- About this exercise -
Within the entries below, find the portion that opens with the line containing "PR #216, opened 2015-06-22" and closes with the line containing "hosts = Array.new()". Retype that portion exactly and only.

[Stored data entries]
━━━━━━━━━━━━━━━━
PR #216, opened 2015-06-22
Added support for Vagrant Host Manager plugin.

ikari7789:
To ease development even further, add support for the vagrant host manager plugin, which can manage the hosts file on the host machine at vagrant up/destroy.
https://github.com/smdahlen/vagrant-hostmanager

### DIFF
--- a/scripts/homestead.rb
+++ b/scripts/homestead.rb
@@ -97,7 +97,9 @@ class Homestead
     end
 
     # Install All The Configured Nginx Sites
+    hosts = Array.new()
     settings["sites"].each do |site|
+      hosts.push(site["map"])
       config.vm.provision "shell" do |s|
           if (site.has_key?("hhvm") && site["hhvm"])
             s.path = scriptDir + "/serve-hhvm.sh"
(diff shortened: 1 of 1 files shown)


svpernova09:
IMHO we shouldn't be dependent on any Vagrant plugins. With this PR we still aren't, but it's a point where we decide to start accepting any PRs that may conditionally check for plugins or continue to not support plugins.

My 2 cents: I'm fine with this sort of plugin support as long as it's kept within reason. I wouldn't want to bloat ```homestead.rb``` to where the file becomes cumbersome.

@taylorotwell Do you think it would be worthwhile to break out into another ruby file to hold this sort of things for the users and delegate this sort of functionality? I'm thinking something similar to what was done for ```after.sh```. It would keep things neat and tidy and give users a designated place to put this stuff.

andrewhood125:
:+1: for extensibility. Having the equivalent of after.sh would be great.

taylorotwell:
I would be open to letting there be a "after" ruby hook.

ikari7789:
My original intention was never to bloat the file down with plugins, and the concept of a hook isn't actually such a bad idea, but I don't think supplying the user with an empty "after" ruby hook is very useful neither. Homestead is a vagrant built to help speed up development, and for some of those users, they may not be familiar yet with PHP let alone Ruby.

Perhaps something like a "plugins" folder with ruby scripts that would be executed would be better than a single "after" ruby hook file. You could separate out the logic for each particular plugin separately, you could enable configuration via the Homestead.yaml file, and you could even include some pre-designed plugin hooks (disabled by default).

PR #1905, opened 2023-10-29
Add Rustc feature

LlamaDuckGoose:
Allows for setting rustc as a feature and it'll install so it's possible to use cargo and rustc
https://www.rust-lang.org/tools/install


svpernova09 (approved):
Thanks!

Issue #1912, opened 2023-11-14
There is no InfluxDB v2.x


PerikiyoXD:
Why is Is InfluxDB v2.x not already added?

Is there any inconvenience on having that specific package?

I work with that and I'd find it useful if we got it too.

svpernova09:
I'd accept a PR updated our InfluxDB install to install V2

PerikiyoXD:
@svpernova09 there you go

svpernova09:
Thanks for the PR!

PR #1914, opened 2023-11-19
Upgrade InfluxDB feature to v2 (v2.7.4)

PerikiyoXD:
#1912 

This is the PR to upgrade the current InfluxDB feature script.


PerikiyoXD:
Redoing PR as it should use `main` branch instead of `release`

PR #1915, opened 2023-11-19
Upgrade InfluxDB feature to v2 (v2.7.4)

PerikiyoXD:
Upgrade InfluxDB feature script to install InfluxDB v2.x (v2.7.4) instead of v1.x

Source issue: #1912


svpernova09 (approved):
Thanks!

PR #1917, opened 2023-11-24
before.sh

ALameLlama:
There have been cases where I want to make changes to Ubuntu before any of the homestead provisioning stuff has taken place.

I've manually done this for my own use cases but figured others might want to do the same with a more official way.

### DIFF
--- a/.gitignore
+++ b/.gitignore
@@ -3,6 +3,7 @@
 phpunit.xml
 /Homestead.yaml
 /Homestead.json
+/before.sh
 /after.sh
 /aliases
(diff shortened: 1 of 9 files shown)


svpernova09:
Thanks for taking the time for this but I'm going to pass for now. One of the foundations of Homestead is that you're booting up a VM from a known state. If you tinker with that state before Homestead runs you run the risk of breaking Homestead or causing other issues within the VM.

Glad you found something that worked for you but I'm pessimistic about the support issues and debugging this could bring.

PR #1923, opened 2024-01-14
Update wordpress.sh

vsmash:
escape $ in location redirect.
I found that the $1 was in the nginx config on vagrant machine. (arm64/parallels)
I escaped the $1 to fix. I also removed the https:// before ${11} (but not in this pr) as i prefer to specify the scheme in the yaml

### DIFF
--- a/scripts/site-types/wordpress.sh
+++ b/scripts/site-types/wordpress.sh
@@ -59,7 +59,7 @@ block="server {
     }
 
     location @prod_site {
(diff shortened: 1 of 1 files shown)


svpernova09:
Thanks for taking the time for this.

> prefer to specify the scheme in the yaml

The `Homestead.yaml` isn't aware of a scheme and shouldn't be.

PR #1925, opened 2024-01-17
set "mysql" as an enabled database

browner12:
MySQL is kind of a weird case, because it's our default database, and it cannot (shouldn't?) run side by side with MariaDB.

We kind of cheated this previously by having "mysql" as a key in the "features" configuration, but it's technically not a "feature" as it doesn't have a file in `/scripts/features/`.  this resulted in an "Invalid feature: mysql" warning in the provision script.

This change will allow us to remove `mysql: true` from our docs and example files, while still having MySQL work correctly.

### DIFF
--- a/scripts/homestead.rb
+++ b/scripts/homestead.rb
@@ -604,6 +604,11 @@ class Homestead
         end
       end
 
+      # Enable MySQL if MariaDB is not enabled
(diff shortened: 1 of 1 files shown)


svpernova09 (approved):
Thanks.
━━━━━━━━━━━━━━━━
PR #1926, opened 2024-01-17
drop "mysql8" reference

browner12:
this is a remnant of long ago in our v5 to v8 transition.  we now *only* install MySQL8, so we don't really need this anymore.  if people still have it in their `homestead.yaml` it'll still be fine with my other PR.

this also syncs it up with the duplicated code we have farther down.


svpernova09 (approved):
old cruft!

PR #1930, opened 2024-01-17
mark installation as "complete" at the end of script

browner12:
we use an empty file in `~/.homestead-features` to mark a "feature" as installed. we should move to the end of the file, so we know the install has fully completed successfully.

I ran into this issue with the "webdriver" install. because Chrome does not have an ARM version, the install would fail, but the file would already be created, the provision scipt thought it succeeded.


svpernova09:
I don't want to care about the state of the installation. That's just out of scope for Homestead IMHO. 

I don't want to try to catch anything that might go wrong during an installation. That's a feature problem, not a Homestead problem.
━━━━━━━━━━━━━━━━
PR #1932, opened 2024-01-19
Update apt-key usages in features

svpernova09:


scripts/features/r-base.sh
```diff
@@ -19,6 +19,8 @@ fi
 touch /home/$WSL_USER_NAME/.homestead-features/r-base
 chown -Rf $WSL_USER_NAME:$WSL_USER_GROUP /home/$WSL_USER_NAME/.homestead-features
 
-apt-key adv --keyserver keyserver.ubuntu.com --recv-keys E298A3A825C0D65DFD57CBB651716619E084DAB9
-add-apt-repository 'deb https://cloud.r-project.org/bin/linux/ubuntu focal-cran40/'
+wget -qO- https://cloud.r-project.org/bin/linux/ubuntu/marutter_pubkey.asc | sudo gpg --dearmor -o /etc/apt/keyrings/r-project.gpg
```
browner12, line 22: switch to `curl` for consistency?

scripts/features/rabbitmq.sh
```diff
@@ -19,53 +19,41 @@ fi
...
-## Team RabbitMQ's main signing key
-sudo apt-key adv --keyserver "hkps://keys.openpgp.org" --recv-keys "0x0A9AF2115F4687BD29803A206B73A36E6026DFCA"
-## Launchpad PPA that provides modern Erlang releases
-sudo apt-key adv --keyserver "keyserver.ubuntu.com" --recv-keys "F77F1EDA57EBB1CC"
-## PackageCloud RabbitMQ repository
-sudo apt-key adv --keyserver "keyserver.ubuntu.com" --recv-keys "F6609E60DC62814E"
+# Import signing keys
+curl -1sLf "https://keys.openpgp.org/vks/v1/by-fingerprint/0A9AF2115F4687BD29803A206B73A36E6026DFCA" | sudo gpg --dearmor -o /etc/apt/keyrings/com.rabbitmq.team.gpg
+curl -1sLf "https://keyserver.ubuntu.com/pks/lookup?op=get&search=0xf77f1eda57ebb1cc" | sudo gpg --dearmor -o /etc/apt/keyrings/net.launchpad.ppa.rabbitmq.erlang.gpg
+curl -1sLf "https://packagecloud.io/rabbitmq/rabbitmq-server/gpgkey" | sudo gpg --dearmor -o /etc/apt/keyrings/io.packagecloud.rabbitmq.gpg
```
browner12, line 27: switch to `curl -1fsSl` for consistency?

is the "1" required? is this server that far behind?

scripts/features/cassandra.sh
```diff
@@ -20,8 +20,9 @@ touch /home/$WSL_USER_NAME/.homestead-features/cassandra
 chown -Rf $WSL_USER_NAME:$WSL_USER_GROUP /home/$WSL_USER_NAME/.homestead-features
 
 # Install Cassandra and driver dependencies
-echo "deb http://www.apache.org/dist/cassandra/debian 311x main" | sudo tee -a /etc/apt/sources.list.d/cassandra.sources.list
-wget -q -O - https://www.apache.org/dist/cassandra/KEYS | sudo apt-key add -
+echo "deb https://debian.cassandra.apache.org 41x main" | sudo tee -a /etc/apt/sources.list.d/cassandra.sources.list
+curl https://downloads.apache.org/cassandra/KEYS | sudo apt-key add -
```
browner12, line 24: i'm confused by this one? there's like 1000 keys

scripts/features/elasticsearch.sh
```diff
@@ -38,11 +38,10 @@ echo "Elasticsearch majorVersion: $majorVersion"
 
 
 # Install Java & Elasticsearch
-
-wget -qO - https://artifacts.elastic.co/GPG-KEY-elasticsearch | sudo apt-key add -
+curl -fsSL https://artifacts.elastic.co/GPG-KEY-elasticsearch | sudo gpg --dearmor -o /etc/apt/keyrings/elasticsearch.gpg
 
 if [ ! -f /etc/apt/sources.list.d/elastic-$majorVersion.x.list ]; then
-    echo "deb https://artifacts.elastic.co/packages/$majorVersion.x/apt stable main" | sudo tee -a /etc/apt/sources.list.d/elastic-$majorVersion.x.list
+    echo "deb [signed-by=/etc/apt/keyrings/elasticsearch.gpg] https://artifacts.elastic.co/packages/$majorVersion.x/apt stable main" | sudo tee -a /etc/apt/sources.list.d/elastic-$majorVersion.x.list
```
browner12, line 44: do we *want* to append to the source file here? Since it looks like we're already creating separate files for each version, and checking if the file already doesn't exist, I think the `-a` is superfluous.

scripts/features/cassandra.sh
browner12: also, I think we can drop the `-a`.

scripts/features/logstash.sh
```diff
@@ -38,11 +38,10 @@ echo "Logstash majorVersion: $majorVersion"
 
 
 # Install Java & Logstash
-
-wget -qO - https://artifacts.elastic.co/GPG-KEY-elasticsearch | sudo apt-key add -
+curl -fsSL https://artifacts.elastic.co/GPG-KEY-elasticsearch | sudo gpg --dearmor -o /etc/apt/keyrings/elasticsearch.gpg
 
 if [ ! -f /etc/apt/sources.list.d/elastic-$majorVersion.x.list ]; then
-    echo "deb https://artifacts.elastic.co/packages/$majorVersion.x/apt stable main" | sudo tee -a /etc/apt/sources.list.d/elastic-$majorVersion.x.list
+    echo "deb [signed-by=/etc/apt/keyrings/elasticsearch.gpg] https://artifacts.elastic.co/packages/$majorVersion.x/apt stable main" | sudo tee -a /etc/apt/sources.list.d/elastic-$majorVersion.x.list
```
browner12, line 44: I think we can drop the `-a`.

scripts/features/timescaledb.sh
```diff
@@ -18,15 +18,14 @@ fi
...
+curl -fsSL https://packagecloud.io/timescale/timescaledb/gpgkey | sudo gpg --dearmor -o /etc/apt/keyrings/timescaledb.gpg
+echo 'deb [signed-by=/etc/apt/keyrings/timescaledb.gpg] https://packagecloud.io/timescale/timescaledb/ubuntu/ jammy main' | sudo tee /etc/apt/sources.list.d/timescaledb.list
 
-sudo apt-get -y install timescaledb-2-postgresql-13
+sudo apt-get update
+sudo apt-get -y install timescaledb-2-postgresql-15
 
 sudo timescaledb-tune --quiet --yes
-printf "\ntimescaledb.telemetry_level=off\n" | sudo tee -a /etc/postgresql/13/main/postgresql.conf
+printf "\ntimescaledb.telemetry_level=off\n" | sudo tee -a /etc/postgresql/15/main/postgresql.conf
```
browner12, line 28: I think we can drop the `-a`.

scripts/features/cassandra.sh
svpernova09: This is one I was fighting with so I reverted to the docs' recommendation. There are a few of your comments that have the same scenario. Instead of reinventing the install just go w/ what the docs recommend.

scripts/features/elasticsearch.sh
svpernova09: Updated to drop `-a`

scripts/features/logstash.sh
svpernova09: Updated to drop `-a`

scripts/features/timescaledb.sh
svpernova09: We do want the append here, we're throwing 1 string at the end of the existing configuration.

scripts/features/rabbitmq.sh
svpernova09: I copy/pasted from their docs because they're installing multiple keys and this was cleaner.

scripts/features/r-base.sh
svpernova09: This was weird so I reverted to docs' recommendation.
━━━━━━━━━━━━━━━━
- Response to the exercise -
PR #216, opened 2015-06-22
Added support for Vagrant Host Manager plugin.

ikari7789:
To ease development even further, add support for the vagrant host manager plugin, which can manage the hosts file on the host machine at vagrant up/destroy.
https://github.com/smdahlen/vagrant-hostmanager

### DIFF
--- a/scripts/homestead.rb
+++ b/scripts/homestead.rb
@@ -97,7 +97,9 @@ class Homestead
     end
 
     # Install All The Configured Nginx Sites
+    hosts = Array.new()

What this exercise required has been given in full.